▶ **BRIEF**: Looking through the data, please report how many lines contain the string "modules", giving nothing but the number.

--- START ---

PR #32, opened 2015-10-30
Fix ODR-260 and provide solution for RHEL/CentOS 7 network setting failure issue

pengz1:
To fix ODR-260 and provide solution for RHEL/CentOS 7 network setting failure issue in some cases (apply to ODR-319). 
* ODR-260: RHEL/CentOS bootstrap failed to set network on D51 sometimes
* Fix issue that T41 network setting won't take effective until we reboot OS manually after RHEL7/CentOS7 bootstrapping (part of ODR-319).

I tested this change with configuration of (RHEL7/CentOS7+T41), (RHEL7+D51). All network settings are good and it solved RHEL7/CentOS7 network related issues we have seen before.


benbp:
:+1:

stuart-stanley:
-1
The issue that spawned this wasn't fixed by it in the real deployment. In fact, during deployment testing, the .ifname=0 (going back to trusting the old-style kernel names) showed inconsistent naming during installs: a few times eth0 got mapped to the first mez card, most other times it got mapped to the 2nd mez.

benbp:
Is someone following up on this?

stuart-stanley:
Yes. The immediate solution was to use the GA release of redhat rather than the beta. Longer term we will need to refactor the kickstart to either use the network services OR NetworkManager, but not both the way we are doing it now. This pull can be closed, however.

heckj:
@pengz1 verifying - you good with closing this? Based on stuart's response, I was tempted to just close, but since you put up the PR, I wanted to check with you.

pengz1:
Close this PR.

PR #34, opened 2015-11-03
remove  node update based on enclosure node update

anhou:
Update removing node based on @iceiilin 's PR https://github.com/RackHD/on-tasks/pull/26 
1. when removing a compute node, check the relationship within this node, if it's enclosed by an enclosure node, after remove compute node, also remove the relationship within enclosure node, when all nodes   of an enclosure are removed, remove the enclosure automatically.
2. add nodes-api-service.js to handle nodes api function.
3. add unit tests

### DIFF
--- a/lib/services/nodes-api-service.js
+++ b/lib/services/nodes-api-service.js
@@ -1,0 +1,132 @@
+// Copyright 2015, EMC, Inc.
+
+'use strict';
+
+var di = require('di');
+
+module.exports = nodeApiServiceFactory;
+di.annotate(nodeApiServiceFactory, new di.Provide('Http.Services.Api.Nodes'));
+di.annotate(nodeApiServiceFactory,
+    new di.Inject(
+        'Protocol.TaskGraphRunner',
+        'Services.Waterline',
+        'Errors',
+        'Logger',
+        '_',
+        'Promise'
+    )
+);
+function nodeApiServiceFactory(
+    taskGraphProtocol,
+    waterline,
+    Errors,
+    Logger,
+    _,
+    Promise
+) {
+    var logger = Logger.initialize(nodeApiServiceFactory);
+
+    function NodeApiService() {
+    }
+
+    /**
+     * Find Enclosure nodes which enclose compute node
+     * @param  {Object}     node
+     * @return {Promise}
+     */
+    NodeApiService.prototype._findEnclNodes = function(node) {
+        // Find the enclosure nodes who enclose this compute node
+        if (!_.has(node, 'relations')) {
+            return Promise.resolve();
+        }
+
+        var relation = _.find(node.relations, { relationType: 'enclosedBy' });
+        if (!relation || !_.has(relation, 'targets') ) {
+            return Promise.resolve();
+        }
+
+        return Promise.map(relation.targets, function (enclNodeId) {
+            return waterline.nodes.needByIdentifier(enclNodeId)
+            .catch(function (err) {
+                logger.error("Error Getting Enclosure Node", { error: err });
+                return;
+            });
+        });
+    };
+
+    /**
+     * Remove the relations between node and enclosure node, if enclosure node
+     * doesn't enclose any nodes, this enclosure node is also removed.
+     * @param  {Object}     node
+     * @param  {Array}      enclNodes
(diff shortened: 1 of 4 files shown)


tldavies:
We are testing Travis CI. Since there are no .travis.yml files it will fail.

lib/services/nodes-api-service.js
```diff
@@ -0,0 +1,96 @@
...
+                        .catch(function (err) {
+                            logger.error("Error Getting Enclosure Node", { error: err });
+                            // If don't find enclosure node, continue to remove this node
+                            return;
+                        });
+                    });
+                }
+            }
+        })
+        .then(function (enclNodes) {
```
benbp: I think it would be better to make the code in these promise blocks their own named functions, that way we can more easily test their functionality individually, and also have a more easily readable promise chain.

lib/services/nodes-api-service.js
```diff
@@ -0,0 +1,96 @@
...
+    taskGraphProtocol,
+    waterline,
+    Errors,
+    Logger,
+    _,
+    Promise
+) {
+    var logger = Logger.initialize(nodeApiServiceFactory);
+
+    function NodeApiService() {
```
benbp: Good, glad we have a node api service. Just as a note it might make sense going forward for us to start moving the rest of logic in the node routes into here (switch/pdu discovery, etc.).

tldavies:
test this please

benbp:
:+1:

with a suggestion about some potential cleanup.

lib/services/nodes-api-service.js
yyscamper: When I work on the bootstrap, I feel it is better if we can move the profile-api-service and template render service to the on-core, then some of the function (like rendering) can be shared in the job implementation (on-tasks).
Same to the nodes-api-service, in future we may have some internal logic to remove the nodes of a enclosure.

Of course, we can keep it here right now and move to on-core if we come across that situation.

anhou: @yyscamper  I don't think it's proper be put into on-core, some of the service would run specific taskgraph, it's not good that it appears in on-core.

anhou:
codes has been refactored and updated

spec/lib/services/nodes-api-service-spec.js
```diff
@@ -0,0 +1,251 @@
...
+        waterline.workitems = {
+            destroy: function() {}
+        };
+        waterline.lookups = {
+            update: function() {}
+        };
+    });
+
+    beforeEach("Http.Services.Api.Nodes beforeEach", function() {
+        this.sandbox = sinon.sandbox.create();
```
benbp: This was an error that I put in a bunch of tests a while back. This statement can actually go in the before block instead of the beforeEach block, since we only need to create the sandbox once.

benbp:
Thanks @anhou! Still :+1:

spec/lib/services/nodes-api-service-spec.js
anhou: Great.  most of cases didn't pay attention on this. let's correct it from now. I've also update it

lib/services/nodes-api-service.js
```diff
@@ -0,0 +1,132 @@
...
+    };
+
+    /**
+     * Remove the relations between node and enclosure node, if enclosure node
+     * doesn't enclose any nodes, this enclosure node is also removed.
+     * @param  {Object}     node
+     * @param  {Array}      enclNodes
+     * @return {Promise}
+     */
+    NodeApiService.prototype._removeRelations = function(node, enclNodes) {
```
yyscamper: not big problem. the better name is "removeEnclosureRelations" because it cannot be used to remove other future relations.

lib/services/nodes-api-service.js
yyscamper: @anhou, the "Protocol.TaskGraphRunner" is just in on-core, so I think it's proper. Image future we implements the auto node removal, I think this node-api-service is exactly what we need for auto node removal.

Anyway, it's OK for me that move it to on-core after we come across that situation.

yyscamper:
still :+1: , though I have some minor suggestion

PR #38, opened 2015-11-05
merge ESXi bootstrap files and use dynamic ESXi modules files

yyscamper:
This PR is to keep the bootstrap feature sync with the 1.0.0 branch.
(1) We will use dynamic module file name in ESXi bootstrap script, these file name is dynamic fetched from external repository, this can ensure ESXi bootstrap (5.5 & 6.0) can be merged.

(2) RHEL kickstart file will not be used any more because now it shares the same one with CentOS, so I remove it.

(3) Rename esx-boot-cfg-hybrid to esx-boot-cfg, the "hybrid" one is to use both http and tftp protocol to transfer ESXi modules but since the external repository feature is completed, it cannot use hybrid protocol any more.

@RackHD/corecommitters @iceiilin @pengz1 @zyoung51 @WangWinson 

Following PRs need be merged together to ensure the bootstrap function works well for master branch:
1. https://github.com/RackHD/on-http/pull/38
2. https://github.com/RackHD/on-taskgraph/pull/22
3. https://github.com/RackHD/on-tasks/pull/62
4. https://github.com/RackHD/onserve/pull/64


yyscamper:
Some PRs across different repo needs be merged together to ensure the bootstrap feature works well, I will provide these information after all PRs are created.

benbp:
:+1:

data/templates/esx-boot-cfg
```diff
@@ -0,0 +1,7 @@
+bootstate=0
+title=Loading ESXi installer
+kernel=<%=tbootFile%>
+kernelopt=runweasel formatwithmbr com1_baud=115200 com1_Port=<%=comportaddress%> tty2Port=<%=comport%> debugLogToSerial=1 logPort=<%=comport%> ks=http://<%=server%>:<%=port%>/api/common/templates/esx-ks
+modules=<%=moduleFiles%>
+build=
```
zyoung51: Is prefix=<%=repo%> required to get the right url when using the moduleFiles/tbootFile parsed out of the repo's boot.cfg?

yyscamper: The moduleFiles/tbootFile has already been added with repo before render (see the PR of on-core, os-repo-tool.js, function parseEsxBootCfgFile). Otherwise, I need double render and rewrite this template file under http data folder. Render function is currently not in on-core, on-tasks changes on-http file is not good architect design, and change on-http template needs restart. To solve all these problem need much work. so I choose the current solution, the simplest one.

yyscamper: This is line that will add the repo address after get the module names from ESXi boot.cfg.
https://github.com/RackHD/on-tasks/pull/62/files#diff-4773d4a746d926b1b592336d255b54ecR72

zyoung51: Thanks for the details Felix.  The code can be removed and replaced with a "prefix=<%=repo%>" in the boot.cfg file.  Using the prefix would let you skip the step where you are forcibly changing the user's repo input to lowercase in the code above.  Changing the case would affect URLs with auth tokens encoded in them.  I'll make a note of that in the other PR.

iceiilin:
+1

data/templates/esx-boot-cfg
yyscamper: Thanks @zyoung51 , your suggestion simplifies our design. I want to make another task to implement your idea but not in this PR, since it involves on-tasks change and need some testing.

zyoung51:
:+1:

PR #39, opened 2015-11-09
Remove sudo and package dependencies from travis file (so we can have…

benbp:
… travis containers)

Our unit tests here shouldn't require sudo or apt updates, so remove them in order to support new travis containerized infrastructure.

### DIFF
--- a/.travis.yml
+++ b/.travis.yml
@@ -1,13 +1,9 @@
-sudo: required
 language: node_js
 node_js:
   - "0.10"
 services:
  - mongodb
  - rabbitmq
-before_install:
- - sudo apt-get update -qq
- - sudo apt-get install -qq snmp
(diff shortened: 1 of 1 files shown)


heckj:
+1

benbp:
@tldavies @VulpesArtificem

tldavies:
+1

rolandpoulter:
@benbp We may need to put this back for node v4 support. See https://github.com/RackHD/on-core/blob/master/.travis.yml#L19

benbp:
Ah ok, I'll see if I can just disable gs-stats in these unit tests preferably.

rolandpoulter:
Need to change on-core to not install `gs-stats`, otherwise builds will break during install step.

PR #41, opened 2015-11-11
esx-ks reboot delay fix for 5.5 support

king-jam:
Adjusted this value since it wasn't valid and causes the first boot config not to take place unless another reboot is manually applied.

Here is an error if you manually try to run the old command on 5.5

    esxcli system shutdown reboot -d 5 -r "Rebooting after first boot host configuration"
    Invalid data constraint for parameter 'delay'. Expected integer in the range 10-4294967295


zyoung51:
:+1:

benbp:
:+1:

yyscamper:
:+1:

PR #42, opened 2015-11-11
VEY-219: Automate OS installation media setup

zyoung51:
Automate the process of deploying OS media (ISO) from a local/remote(http) to a local mirror and prepare the local mirror to be used as a target for network installation.

@tannoa2 @RackHD/corecommitters

### DIFF
--- a/data/templates/setup_iso.py
+++ b/data/templates/setup_iso.py
@@ -1,0 +1,154 @@
+# setup_iso.py [http://path.to/file.iso | /path/to/file.iso] [/var/destination]
+#
+# Deploy the ISO file contents to the specified destination directory such that
+# destination directory can be used as a target for RackHD OS bootstrap workflows
+import argparse
+import subprocess
+import os
+import errno
+import os.path
+import tempfile
+import atexit
+import sys
+import shutil
+import re
+import urllib
+
+tmpdir = ''
+verbose=1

--- END ---

▶ **SOLUTION FOR THIS EXERCISE**: 3